- PROBLEM -
Please repeat the listing exactly, with every line intact.

----

PR #2849, opened 2018-03-01
ICP-3812 Update Door Knocker to prepare for Pabal support

ajguyot:
With this setup Door Knocker will send the "{{kSensor}} detected a knock." notification through Pabal on accounts in which the service is enabled. Once we have a valid code and param name for the Door Knocker notification string we can swap those in and the app will begin sending with Pabal translations immediately with no extra changes necessary.

Pabal ignores invalid codes and defaults back to the plain Message so this SmartApp will work perfectly fine as is. If we'd rather wait for the code before merging then I can update this PR to swap the code in as soon as we have it.

/cc @bflorian

### DIFF
--- a/smartapps/imbrianj/door-knocker.src/door-knocker.groovy
+++ b/smartapps/imbrianj/door-knocker.src/door-knocker.groovy
@@ -73,9 +73,9 @@ def doorClosed(evt) {
 def doorKnock() {
   if((openSensor.latestValue("contact") == "closed") &&
     (now() - (60 * 1000) > state.lastClosed)) {
-	def kSensor = knockSensor.label ?: knockSensor.name
+    def kSensor = knockSensor.label ?: knockSensor.name
     log.debug("${kSensor} detected a knock.")
-    send(localization.translate("{{kSensor}} detected a knock.", [kSensor: kSensor]))
+    send(kSensor)
   }
 
   else {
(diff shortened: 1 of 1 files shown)


ajguyot:
To confirm, this update will result in identical functionality to the existing version for now, including sending SMS notifications for users who previously had it set up with a `phone` param (but not allowing any new users to send SMS). I removed the direct call to translate the message that was in this SmartApp because that translation occurs automatically within Data Management, so it's unnecessary to do it here first.

ajguyot:
Updated to include the Pabal codes proposed in ICP-3812, so this SmartApp should now be complete. We're still waiting on getting those codes actually added to Pabal though so currently if installed it would still send untranslated, but as soon as the codes are added it will translate.

ajguyot:
As per [ICP-3812](https://smartthings.atlassian.net/browse/ICP-3812) the new Door Knocker codes have finally been added to Pabal. Reopening this PR, if I can get an approval on it then the Door Knocker changes for Pabal support will be complete.

lilianaST (dismissed):

smartapps/imbrianj/door-knocker.src/door-knocker.groovy
```diff
@@ -16,8 +16,7 @@ definition(
     description: "Alert if door is knocked, but not opened.",
     category: "Convenience",
     iconUrl: "https://s3.amazonaws.com/smartapp-icons/Convenience/Cat-Convenience.png",
-    iconX2Url: "https://s3.amazonaws.com/smartapp-icons/Convenience/Cat-Convenience%402x.png",
-    pausable: true
+    iconX2Url: "https://s3.amazonaws.com/smartapp-icons/Convenience/Cat-Convenience%402x.png"
```
workingmonk: any reason we took out pausable?

ajguyot: Oh yeah I can add that back in now. Back in March there was a bug where pausable apps were failing to compile so I pulled it since we wanted this out right away (lol), but we've fixed that so I'll update

ajguyot:
@workingmonk Updated to add pausable back

lilianaST (approved):

bflorian (approved):

erodewald:
Is this related? https://www.reddit.com/r/SmartThings/comments/9p0vrr/any_idea_why_the_someone_is_knocking_at_the_door/

I'm seeing widespread confirmation that string interpolation isn't working for the push notification. I personally see it in both classic and oneapp.

ajguyot:
🤔 Well the phrase `knockSensor.name` is never used in quotes so it doesn't make much sense to me that the code here would be resulting in this. Also this code was tested and I can't see how that extremely clear error would not have been caught. I'd make a ticket with the Pabal team and have them verify. Feel free to tag me and I can double check my test installation of this app tomorrow and see if I can pin down the source as here or Pabal.

erodewald:
@ajguyot That was my assessment too, thanks for the suggestion, I'll tag you on the issue in Pabal tomorrow.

----

- SOLVED PROBLEM -
PR #2849, opened 2018-03-01
ICP-3812 Update Door Knocker to prepare for Pabal support

ajguyot:
With this setup Door Knocker will send the "{{kSensor}} detected a knock." notification through Pabal on accounts in which the service is enabled. Once we have a valid code and param name for the Door Knocker notification string we can swap those in and the app will begin sending with Pabal translations immediately with no extra changes necessary.

Pabal ignores invalid codes and defaults back to the plain Message so this SmartApp will work perfectly fine as is. If we'd rather wait for the code before merging then I can update this PR to swap the code in as soon as we have it.

/cc @bflorian

### DIFF
--- a/smartapps/imbrianj/door-knocker.src/door-knocker.groovy
+++ b/smartapps/imbrianj/door-knocker.src/door-knocker.groovy
@@ -73,9 +73,9 @@ def doorClosed(evt) {
 def doorKnock() {
   if((openSensor.latestValue("contact") == "closed") &&
     (now() - (60 * 1000) > state.lastClosed)) {
-	def kSensor = knockSensor.label ?: knockSensor.name
+    def kSensor = knockSensor.label ?: knockSensor.name
     log.debug("${kSensor} detected a knock.")
-    send(localization.translate("{{kSensor}} detected a knock.", [kSensor: kSensor]))
+    send(kSensor)
   }
 
   else {
(diff shortened: 1 of 1 files shown)


ajguyot:
To confirm, this update will result in identical functionality to the existing version for now, including sending SMS notifications for users who previously had it set up with a `phone` param (but not allowing any new users to send SMS). I removed the direct call to translate the message that was in this SmartApp because that translation occurs automatically within Data Management, so it's unnecessary to do it here first.

ajguyot:
Updated to include the Pabal codes proposed in ICP-3812, so this SmartApp should now be complete. We're still waiting on getting those codes actually added to Pabal though so currently if installed it would still send untranslated, but as soon as the codes are added it will translate.

ajguyot:
As per [ICP-3812](https://smartthings.atlassian.net/browse/ICP-3812) the new Door Knocker codes have finally been added to Pabal. Reopening this PR, if I can get an approval on it then the Door Knocker changes for Pabal support will be complete.

lilianaST (dismissed):

smartapps/imbrianj/door-knocker.src/door-knocker.groovy
```diff
@@ -16,8 +16,7 @@ definition(
     description: "Alert if door is knocked, but not opened.",
     category: "Convenience",
     iconUrl: "https://s3.amazonaws.com/smartapp-icons/Convenience/Cat-Convenience.png",
-    iconX2Url: "https://s3.amazonaws.com/smartapp-icons/Convenience/Cat-Convenience%402x.png",
-    pausable: true
+    iconX2Url: "https://s3.amazonaws.com/smartapp-icons/Convenience/Cat-Convenience%402x.png"
```
workingmonk: any reason we took out pausable?

ajguyot: Oh yeah I can add that back in now. Back in March there was a bug where pausable apps were failing to compile so I pulled it since we wanted this out right away (lol), but we've fixed that so I'll update

ajguyot:
@workingmonk Updated to add pausable back

lilianaST (approved):

bflorian (approved):

erodewald:
Is this related? https://www.reddit.com/r/SmartThings/comments/9p0vrr/any_idea_why_the_someone_is_knocking_at_the_door/

I'm seeing widespread confirmation that string interpolation isn't working for the push notification. I personally see it in both classic and oneapp.

ajguyot:
🤔 Well the phrase `knockSensor.name` is never used in quotes so it doesn't make much sense to me that the code here would be resulting in this. Also this code was tested and I can't see how that extremely clear error would not have been caught. I'd make a ticket with the Pabal team and have them verify. Feel free to tag me and I can double check my test installation of this app tomorrow and see if I can pin down the source as here or Pabal.

erodewald:
@ajguyot That was my assessment too, thanks for the suggestion, I'll tag you on the issue in Pabal tomorrow.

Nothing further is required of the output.